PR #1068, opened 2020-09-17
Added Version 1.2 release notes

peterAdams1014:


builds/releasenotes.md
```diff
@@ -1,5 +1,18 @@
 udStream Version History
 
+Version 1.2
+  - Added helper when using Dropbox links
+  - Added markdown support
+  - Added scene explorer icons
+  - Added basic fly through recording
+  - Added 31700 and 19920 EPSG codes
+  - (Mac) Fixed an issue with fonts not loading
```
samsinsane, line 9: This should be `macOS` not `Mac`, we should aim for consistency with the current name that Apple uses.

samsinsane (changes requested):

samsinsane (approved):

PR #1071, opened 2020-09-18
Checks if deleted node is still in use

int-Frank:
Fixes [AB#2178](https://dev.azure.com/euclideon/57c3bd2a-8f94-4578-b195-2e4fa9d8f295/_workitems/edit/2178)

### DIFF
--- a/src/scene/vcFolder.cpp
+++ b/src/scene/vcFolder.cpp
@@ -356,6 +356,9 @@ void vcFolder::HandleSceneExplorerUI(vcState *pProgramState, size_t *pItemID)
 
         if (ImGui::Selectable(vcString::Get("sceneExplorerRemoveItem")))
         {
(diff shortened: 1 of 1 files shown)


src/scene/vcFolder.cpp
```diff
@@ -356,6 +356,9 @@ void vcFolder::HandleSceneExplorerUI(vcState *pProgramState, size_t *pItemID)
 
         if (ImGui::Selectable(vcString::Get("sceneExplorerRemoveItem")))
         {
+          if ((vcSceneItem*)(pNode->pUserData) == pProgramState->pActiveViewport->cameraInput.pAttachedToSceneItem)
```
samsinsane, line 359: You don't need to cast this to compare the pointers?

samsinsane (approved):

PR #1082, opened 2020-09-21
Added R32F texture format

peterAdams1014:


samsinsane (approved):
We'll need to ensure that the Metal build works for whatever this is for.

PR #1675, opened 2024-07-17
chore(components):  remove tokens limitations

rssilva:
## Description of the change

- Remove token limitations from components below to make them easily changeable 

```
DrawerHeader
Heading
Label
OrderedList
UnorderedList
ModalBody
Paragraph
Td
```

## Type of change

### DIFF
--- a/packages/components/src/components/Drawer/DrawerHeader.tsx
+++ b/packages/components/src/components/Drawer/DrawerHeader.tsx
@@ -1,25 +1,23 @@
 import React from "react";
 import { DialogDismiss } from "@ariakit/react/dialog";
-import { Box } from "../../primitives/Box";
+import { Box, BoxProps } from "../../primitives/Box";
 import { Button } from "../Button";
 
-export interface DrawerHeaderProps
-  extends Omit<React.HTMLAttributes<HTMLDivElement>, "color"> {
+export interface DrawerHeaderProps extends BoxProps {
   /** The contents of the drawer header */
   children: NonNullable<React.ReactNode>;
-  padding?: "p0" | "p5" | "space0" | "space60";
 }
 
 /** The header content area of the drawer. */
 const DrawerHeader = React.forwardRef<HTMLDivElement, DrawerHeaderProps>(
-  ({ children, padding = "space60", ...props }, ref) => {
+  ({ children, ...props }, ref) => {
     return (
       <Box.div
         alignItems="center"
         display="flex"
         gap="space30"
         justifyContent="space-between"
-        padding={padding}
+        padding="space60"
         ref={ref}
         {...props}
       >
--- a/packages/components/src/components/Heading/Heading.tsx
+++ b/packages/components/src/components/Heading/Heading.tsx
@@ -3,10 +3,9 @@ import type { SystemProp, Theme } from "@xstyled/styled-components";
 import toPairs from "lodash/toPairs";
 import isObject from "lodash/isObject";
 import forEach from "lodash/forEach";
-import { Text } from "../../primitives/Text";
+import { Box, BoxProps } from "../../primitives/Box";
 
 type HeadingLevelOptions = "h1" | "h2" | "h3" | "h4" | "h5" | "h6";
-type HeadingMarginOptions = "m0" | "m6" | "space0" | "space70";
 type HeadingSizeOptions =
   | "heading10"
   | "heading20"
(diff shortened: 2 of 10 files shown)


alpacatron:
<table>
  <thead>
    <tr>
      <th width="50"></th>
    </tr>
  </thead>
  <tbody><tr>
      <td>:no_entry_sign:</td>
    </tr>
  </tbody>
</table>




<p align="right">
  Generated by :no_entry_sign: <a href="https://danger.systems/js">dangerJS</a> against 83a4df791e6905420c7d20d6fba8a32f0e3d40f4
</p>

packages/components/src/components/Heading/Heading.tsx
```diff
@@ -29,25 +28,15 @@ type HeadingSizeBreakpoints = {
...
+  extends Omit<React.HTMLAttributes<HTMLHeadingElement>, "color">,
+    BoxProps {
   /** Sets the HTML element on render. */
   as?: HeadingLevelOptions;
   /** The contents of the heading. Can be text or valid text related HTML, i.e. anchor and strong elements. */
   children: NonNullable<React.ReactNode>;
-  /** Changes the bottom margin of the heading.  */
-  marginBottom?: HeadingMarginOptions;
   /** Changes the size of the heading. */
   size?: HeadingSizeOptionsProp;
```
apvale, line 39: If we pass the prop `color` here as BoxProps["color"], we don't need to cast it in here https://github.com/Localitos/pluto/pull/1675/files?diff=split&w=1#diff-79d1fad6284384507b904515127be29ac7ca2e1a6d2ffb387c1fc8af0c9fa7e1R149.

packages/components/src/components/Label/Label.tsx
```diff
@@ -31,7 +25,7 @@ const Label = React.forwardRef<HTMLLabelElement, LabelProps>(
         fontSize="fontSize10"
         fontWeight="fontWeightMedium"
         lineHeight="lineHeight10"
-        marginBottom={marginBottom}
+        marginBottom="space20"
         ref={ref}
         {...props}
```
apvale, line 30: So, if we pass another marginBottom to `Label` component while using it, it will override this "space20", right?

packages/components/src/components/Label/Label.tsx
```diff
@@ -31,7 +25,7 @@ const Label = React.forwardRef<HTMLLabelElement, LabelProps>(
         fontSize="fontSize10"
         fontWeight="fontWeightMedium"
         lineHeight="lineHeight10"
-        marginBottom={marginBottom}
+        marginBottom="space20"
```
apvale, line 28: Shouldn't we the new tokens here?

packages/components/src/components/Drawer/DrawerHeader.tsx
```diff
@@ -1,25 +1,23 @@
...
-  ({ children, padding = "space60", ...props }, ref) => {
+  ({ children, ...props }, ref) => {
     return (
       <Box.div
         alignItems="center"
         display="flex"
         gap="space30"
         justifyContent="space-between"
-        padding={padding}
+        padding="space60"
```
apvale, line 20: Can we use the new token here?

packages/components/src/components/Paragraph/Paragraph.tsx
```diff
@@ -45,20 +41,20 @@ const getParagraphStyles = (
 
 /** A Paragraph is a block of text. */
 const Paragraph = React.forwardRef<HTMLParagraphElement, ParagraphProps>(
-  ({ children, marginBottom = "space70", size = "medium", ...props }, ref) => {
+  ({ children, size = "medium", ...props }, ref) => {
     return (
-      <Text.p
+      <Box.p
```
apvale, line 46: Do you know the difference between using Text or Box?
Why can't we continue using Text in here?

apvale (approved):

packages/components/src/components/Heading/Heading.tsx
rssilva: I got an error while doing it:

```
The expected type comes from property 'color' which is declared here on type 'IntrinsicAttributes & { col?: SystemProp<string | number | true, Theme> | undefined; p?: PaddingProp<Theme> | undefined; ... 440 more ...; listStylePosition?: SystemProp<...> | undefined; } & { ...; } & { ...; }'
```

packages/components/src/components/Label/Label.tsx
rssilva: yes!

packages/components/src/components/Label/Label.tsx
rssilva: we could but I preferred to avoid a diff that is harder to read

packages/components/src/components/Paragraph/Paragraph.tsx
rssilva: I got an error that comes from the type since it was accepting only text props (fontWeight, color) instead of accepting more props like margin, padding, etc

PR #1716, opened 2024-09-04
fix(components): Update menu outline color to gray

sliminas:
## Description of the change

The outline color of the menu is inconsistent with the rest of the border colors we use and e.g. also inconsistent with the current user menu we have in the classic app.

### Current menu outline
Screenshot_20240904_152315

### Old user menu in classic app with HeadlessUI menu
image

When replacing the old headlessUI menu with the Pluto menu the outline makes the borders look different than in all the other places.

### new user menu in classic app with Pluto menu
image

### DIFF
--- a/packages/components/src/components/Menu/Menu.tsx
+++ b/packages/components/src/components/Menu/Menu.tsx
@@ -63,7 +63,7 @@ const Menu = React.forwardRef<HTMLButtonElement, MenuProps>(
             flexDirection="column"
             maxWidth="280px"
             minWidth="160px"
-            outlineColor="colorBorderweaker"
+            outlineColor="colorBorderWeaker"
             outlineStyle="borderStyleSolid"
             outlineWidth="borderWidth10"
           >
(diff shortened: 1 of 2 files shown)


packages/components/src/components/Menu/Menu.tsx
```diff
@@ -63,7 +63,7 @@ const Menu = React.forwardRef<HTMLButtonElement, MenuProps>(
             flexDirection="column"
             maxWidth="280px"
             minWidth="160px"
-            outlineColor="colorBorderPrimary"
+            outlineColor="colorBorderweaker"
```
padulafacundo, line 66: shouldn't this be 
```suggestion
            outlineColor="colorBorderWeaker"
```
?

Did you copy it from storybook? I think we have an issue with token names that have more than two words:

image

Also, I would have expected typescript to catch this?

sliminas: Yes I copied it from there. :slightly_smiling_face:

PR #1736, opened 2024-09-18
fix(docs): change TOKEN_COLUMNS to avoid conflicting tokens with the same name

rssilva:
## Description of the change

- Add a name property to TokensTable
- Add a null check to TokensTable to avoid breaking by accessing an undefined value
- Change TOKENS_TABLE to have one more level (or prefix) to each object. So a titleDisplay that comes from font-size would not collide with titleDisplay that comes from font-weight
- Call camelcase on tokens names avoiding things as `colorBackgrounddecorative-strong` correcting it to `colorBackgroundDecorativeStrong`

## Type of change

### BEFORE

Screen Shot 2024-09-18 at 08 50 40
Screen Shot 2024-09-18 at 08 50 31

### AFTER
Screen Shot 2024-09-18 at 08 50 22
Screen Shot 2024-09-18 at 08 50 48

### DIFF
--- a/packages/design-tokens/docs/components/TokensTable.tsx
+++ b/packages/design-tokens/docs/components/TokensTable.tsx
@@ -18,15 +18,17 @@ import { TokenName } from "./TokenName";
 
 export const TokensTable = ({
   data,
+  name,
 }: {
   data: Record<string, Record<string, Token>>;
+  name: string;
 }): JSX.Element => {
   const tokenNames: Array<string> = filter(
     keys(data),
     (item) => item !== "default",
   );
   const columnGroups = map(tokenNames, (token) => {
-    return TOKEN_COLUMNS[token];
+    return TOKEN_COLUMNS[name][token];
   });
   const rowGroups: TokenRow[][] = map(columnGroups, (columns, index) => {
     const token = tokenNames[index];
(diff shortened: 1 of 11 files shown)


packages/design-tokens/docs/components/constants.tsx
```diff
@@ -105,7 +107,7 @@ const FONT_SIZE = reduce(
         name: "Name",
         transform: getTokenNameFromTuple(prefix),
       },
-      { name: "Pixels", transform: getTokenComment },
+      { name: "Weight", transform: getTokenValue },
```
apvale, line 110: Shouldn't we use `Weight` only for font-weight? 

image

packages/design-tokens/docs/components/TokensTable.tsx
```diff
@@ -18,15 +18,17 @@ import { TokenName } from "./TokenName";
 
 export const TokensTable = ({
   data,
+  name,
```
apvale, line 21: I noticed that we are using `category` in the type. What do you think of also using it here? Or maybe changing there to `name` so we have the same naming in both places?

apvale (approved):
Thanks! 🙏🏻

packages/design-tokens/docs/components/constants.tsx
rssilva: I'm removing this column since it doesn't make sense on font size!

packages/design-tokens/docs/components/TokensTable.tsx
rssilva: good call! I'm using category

### PROBLEM
The string "only" may appear in the entries. Say how many lines contain it, as a bare number.

### EXERCISE ANSWER
2